[Items from a data source]
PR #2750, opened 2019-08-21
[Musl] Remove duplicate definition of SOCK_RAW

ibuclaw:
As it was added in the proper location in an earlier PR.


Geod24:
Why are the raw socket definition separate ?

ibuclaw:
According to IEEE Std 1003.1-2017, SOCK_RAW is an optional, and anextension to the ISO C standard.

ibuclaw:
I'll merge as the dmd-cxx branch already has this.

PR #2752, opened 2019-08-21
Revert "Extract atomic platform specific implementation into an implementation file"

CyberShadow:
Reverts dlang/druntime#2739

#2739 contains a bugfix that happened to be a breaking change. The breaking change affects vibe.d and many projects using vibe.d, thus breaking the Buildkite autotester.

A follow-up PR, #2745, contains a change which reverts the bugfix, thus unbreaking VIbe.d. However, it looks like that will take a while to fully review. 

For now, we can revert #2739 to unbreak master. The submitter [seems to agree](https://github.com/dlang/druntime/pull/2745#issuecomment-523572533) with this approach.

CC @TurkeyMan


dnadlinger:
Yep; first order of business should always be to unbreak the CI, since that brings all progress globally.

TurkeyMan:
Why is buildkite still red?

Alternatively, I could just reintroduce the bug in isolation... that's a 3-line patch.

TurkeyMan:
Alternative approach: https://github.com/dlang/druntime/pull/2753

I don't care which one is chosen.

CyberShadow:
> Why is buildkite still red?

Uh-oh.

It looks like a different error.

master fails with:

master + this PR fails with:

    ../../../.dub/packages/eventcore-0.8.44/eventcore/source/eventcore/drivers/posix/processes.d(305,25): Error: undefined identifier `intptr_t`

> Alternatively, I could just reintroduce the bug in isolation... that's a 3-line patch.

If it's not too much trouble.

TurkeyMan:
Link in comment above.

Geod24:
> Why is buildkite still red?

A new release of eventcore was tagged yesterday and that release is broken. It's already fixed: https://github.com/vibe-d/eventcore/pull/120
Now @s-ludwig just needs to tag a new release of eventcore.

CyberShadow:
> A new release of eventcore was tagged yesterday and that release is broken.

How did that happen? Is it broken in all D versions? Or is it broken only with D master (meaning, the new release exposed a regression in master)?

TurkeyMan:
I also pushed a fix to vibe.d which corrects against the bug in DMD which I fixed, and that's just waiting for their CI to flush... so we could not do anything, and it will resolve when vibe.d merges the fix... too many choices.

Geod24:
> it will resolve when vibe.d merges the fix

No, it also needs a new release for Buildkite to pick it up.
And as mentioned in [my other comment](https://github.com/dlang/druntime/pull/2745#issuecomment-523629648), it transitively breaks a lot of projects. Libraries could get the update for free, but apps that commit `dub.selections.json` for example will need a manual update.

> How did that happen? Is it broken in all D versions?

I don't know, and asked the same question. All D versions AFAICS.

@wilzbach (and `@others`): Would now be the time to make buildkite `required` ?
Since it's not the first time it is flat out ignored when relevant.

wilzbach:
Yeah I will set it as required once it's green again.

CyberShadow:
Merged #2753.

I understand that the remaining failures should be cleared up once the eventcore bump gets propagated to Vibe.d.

---

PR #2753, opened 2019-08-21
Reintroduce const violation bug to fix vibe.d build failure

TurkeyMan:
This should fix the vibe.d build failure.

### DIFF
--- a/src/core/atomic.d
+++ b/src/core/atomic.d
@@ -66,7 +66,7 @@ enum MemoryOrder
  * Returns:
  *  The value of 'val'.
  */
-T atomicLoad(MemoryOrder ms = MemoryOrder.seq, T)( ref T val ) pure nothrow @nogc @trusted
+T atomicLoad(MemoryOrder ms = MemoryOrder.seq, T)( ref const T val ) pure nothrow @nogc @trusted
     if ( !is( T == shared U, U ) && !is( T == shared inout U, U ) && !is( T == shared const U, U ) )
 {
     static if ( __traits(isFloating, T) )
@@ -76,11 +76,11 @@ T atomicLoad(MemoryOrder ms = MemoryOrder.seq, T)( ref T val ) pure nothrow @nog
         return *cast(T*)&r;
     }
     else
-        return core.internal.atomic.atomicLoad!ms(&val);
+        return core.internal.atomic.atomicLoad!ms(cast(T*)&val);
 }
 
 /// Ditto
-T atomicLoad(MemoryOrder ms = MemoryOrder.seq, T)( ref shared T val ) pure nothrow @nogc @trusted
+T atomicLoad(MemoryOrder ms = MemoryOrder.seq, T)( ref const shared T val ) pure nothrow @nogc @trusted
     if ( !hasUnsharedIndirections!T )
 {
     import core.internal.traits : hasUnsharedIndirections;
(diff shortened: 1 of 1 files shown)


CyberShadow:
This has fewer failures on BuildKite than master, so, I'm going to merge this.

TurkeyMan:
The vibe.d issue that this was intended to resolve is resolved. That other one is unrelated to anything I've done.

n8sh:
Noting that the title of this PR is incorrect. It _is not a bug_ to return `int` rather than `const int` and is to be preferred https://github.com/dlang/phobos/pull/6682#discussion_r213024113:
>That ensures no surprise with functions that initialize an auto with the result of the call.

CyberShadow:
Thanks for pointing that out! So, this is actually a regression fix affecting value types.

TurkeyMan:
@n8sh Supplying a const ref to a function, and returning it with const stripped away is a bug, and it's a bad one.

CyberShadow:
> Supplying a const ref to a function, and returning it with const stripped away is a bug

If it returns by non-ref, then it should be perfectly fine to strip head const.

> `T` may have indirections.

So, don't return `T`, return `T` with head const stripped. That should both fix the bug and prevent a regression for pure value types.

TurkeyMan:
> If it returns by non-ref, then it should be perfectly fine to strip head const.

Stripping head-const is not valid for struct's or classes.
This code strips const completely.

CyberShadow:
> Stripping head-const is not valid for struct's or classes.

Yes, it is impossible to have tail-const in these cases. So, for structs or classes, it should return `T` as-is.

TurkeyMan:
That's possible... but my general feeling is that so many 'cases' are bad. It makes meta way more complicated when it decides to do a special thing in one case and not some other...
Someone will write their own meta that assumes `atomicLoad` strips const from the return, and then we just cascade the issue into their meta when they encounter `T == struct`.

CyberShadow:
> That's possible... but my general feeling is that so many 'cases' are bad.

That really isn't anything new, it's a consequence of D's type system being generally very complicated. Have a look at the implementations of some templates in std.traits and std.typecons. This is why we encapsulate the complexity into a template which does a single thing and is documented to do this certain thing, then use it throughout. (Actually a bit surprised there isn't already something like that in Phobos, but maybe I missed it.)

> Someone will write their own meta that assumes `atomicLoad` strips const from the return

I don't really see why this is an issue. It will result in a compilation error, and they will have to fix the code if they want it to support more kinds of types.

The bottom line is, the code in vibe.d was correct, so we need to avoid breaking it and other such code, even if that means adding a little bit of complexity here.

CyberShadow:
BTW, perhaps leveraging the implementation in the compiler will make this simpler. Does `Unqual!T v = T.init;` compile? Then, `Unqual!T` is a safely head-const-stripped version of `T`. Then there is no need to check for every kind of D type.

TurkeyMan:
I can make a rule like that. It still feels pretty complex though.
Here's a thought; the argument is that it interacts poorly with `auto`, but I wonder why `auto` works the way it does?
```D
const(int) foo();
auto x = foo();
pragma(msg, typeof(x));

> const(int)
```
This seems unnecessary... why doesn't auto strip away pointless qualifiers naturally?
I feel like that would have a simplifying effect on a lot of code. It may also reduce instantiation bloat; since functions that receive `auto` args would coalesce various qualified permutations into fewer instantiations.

---

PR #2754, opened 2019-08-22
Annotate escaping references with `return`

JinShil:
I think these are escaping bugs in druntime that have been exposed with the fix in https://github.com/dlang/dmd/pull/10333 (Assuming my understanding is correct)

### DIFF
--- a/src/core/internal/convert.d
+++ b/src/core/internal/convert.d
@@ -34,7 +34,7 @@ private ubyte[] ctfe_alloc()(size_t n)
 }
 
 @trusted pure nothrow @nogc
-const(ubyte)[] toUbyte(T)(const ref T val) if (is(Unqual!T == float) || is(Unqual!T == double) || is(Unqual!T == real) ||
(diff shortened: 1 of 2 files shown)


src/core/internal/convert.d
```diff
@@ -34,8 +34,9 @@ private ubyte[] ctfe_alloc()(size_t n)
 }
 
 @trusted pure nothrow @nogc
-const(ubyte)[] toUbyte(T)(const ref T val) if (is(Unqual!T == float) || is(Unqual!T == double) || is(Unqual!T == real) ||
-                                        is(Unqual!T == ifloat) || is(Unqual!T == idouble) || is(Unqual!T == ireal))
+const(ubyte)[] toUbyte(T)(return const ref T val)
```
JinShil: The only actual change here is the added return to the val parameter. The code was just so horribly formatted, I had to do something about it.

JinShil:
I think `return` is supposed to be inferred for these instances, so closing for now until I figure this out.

Your task: Among the lines above, which contain the word "value"? Copy every one.

Exercise answer:
  *  The value of 'val'.
Thanks for pointing that out! So, this is actually a regression fix affecting value types.
So, don't return `T`, return `T` with head const stripped. That should both fix the bug and prevent a regression for pure value types.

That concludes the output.